Hello,
I'm working on an Arduino based Ohm meter for a little instrument panel. I followed a tutorial some time back that gave a design like this:
This is the code:
//the LCD display
#include <Wire.h>
#include <LiquidCrystal_I2C.h>
LiquidCrystal_I2C lcd(0x27,20,4);
//for timing purposes to avoid delay()
unsigned long timer;
//resistor meter
int resistorPin = A0;
float R1 = 0;
float R2 = 0;
int v = 0;
float vin = 5; //it actually is!
float vout = 0;
float buffer = 0;
int voltOn = 2;
void setup(){
Serial.begin(9600);
pinMode(12, INPUT);
pinMode(11, INPUT);
pinMode(10, INPUT);
pinMode(9, OUTPUT);
digitalWrite(9, LOW);
pinMode(voltOn, OUTPUT);
pinMode(resistorPin, INPUT);
//Use external voltage reference
//analogReference(EXTERNAL); //Didn't work as well as NOT using it
lcd.init(); // initialize the lcd
lcd.backlight();
}
void loop(){
if (millis() - timer >= 1000UL){
timer = millis();
digitalWrite(voltOn, HIGH);
//start searching with 470000
//470000 (this worked better that 1M)
R1 = 470000;
pinMode(12, INPUT);
pinMode(11, INPUT);
pinMode(10, INPUT);
pinMode(9, OUTPUT);
digitalWrite(9, LOW);
v = analogRead(resistorPin);
buffer = v * vin;
vout = (buffer)/1023;
R2 = (vout*R1)/(vin-vout);
if (R2 > 100000 && R2 < 2000000){
if (R2 > 1000000){
R2 = R2/1000000;
clearLine(1);
lcd.print(R2);
lcd.print("M");
lcd.print(char(244));
}
else{
R2 = R2/1000;
clearLine(1);
lcd.print(R2);
lcd.print("K");
lcd.print(char(244));
}
return;
}
else{
//100000
R1 = 100000;
pinMode(12, INPUT);
pinMode(11, INPUT);
pinMode(10, OUTPUT);
pinMode(9, INPUT);
digitalWrite(10, LOW);
v = analogRead(resistorPin);
buffer = v * vin;
vout = (buffer)/1023;
R2 = (vout*R1)/(vin-vout);
if (R2 > 10000 && R2 < 100000){
R2 = R2/1000;
clearLine(1);
lcd.print(R2);
lcd.print("K");
lcd.print(char(244));
return;
}
else{
//10000
R1 = 10000;
pinMode(12, INPUT);
pinMode(11, OUTPUT);
pinMode(10, INPUT);
pinMode(9, INPUT);
digitalWrite(11, LOW);
v = analogRead(resistorPin);
buffer = v * vin;
vout = (buffer)/1023;
R2 = (vout*R1)/(vin-vout);
if (R2 > 1000 && R2 < 10000){
R2 = R2/1000;
clearLine(1);
lcd.print(R2);
lcd.print("K");
lcd.print(char(244));
return;
}
else{
//1000
R1 = 1000;
pinMode(12, OUTPUT);
pinMode(11, INPUT);
pinMode(10, INPUT);
pinMode(9, INPUT);
digitalWrite(12, LOW);
v = analogRead(resistorPin);
buffer = v * vin;
vout = (buffer)/1023;
R2 = (vout*R1)/(vin-vout);
if (R2 > 0 && R2 < 1000){
if (R2 > 1000){
R2 = R2/1000;
clearLine(1);
lcd.print(R2);
lcd.print("K");
lcd.print(char(244));
}
else{
clearLine(1);
lcd.print(R2);
lcd.print(char(244));
return;
}
}
else{
clearLine(1);
lcd.print("Insert resistor");
return;
}
}
}
}
}
}
void clearLine(int line){
lcd.setCursor(0,line);
lcd.print(" ");
lcd.setCursor(0,line);
}
The only way this circuit seems to work is by alternately setting the correct known resistors to HIGH (and the unused to INPUT) and replacing D2 with ground.
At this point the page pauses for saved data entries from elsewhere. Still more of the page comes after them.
PR #1216, opened 2023-03-17
Bug fix in ShareBackupWithUsersAndGroups

mkoppal-px:
`ShareBackupWithUsersAndGroups` was failing intermittently because when I was trying to select a user from View Only access group to verify View Only access on a backup, it would choose a user who did not have a backup location to retrieve. Now I am choosing a user who is able to able to retrieve backup location.
Now instead of expecting an error message with `failed to retrieve backup location` it will receive the message `doesn't have permission to restore backup` which is what is expected for a View Only user who is trying to restore.

Closes #PA-727

[Successful Jenkins Run for the test](https://jenkins.pwx.dev.purestorage.com/job/Users/job/Sumit/job/Custom-Pipelines/job/px-backup-on-demand-system-test-byoc/484/console)

### DIFF
--- a/tests/backup/backup_share_test.go
+++ b/tests/backup/backup_share_test.go
@@ -446,6 +446,7 @@ var _ = Describe("{ShareBackupWithUsersAndGroups}", func() {
 	var credName string
 	bkpNamespaces = make([]string, 0)
 	backupLocationMap := make(map[string]string)
+	var chosenUser string
 
 	JustBeforeEach(func() {
 		StartTorpedoTest("ShareBackupWithUsersAndGroups",
@@ -608,9 +609,10 @@ var _ = Describe("{ShareBackupWithUsersAndGroups}", func() {
 		Step("Share Backup with Full access to a user of View Only access group and Validate", func() {
 			log.InfoD("Share Backup with Full access to a user of View Only access group and Validate")
 			// Get user from the view access group
-			username, err := backup.GetRandomUserFromGroup(groups[0])
+			var err error
+			chosenUser, err = backup.GetRandomUserFromGroup(groups[0])
 			log.FailOnError(err, "Failed to get a random user from group [%s]", groups[0])
-			log.Infof("Sharing backup with user - %s", username)
+			log.Infof("Sharing backup with user - %s", chosenUser)
 
 			// Get Admin Context - needed to share backup and get backup UID
 			ctx, err := backup.GetAdminCtxFromSecret()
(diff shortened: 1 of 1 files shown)


vprabhakar-px (approved):

kshithijiyer-px (approved):

tests/backup/backup_share_test.go
```diff
@@ -608,22 +609,23 @@ var _ = Describe("{ShareBackupWithUsersAndGroups}", func() {
 		Step("Share Backup with Full access to a user of View Only access group and Validate", func() {
 			log.InfoD("Share Backup with Full access to a user of View Only access group and Validate")
 			// Get user from the view access group
-			username, err := backup.GetRandomUserFromGroup(groups[0])
+			var err error
+			chosenUser, err = backup.GetRandomUserFromGroup(groups[0])
```
kphalgun-px, line 613: How about chosenUser, err := backup.GetRandomUserFromGroup(groups[0])?

tests/backup/backup_share_test.go
```diff
@@ -608,22 +609,23 @@ var _ = Describe("{ShareBackupWithUsersAndGroups}", func() {
...
 			// Share backup with the user
 			backupName := backupNames[0]
-			err = ShareBackup(backupName, nil, []string{username}, FullAccess, ctx)
+			err = ShareBackup(backupName, nil, []string{chosenUser}, FullAccess, ctx)
 			log.FailOnError(err, "Failed to share backup %s", backupName)
 
 			// Get user context
-			ctxNonAdmin, err := backup.GetNonAdminCtx(username, "Password1")
-			log.FailOnError(err, "Fetching %s ctx", username)
+			ctxNonAdmin, err := backup.GetNonAdminCtx(chosenUser, "Password1")
```
kphalgun-px, line 627: Would it be a better approach to use a global variable "password" instead of hard-coding it within the code?

tests/backup/backup_share_test.go
kphalgun-px, line 1: Do we have to delete backups explicitly in JustAfterEach?

tests/backup/backup_share_test.go
mkoppal-px: `chosenUser` is declared at the test case level not step level. We are using it in multiple steps.

tests/backup/backup_share_test.go
mkoppal-px: We need to do it for all tests. We can do it in a separate PR.

mkoppal-px:
> I will approve this PR, but if future, we cannot use clear passwords, users, accounts of any sort, keys, emails in code, regardless of how fake or harmless they are. We need to implement a method to pass those via configmap, env vars, params, which ever way you guys decide to go with. Might want to first have a discussion for the approach so all can agree on one.

Created a ticket for it - #PA-731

I can't replace D2 with ground as The terminal D2 is wired to will be using other connections later that are planned but not yet implemented. I figured I could turn off D2 by setting it to INPUT. Unfortunately The way it stands above it isn't even close to accurate. As I said, replacing D2 with a ground connecting during testing does give extremely close results but I was hoping I wouldn't have to do that. Any thoughts? Is there any substance to this design?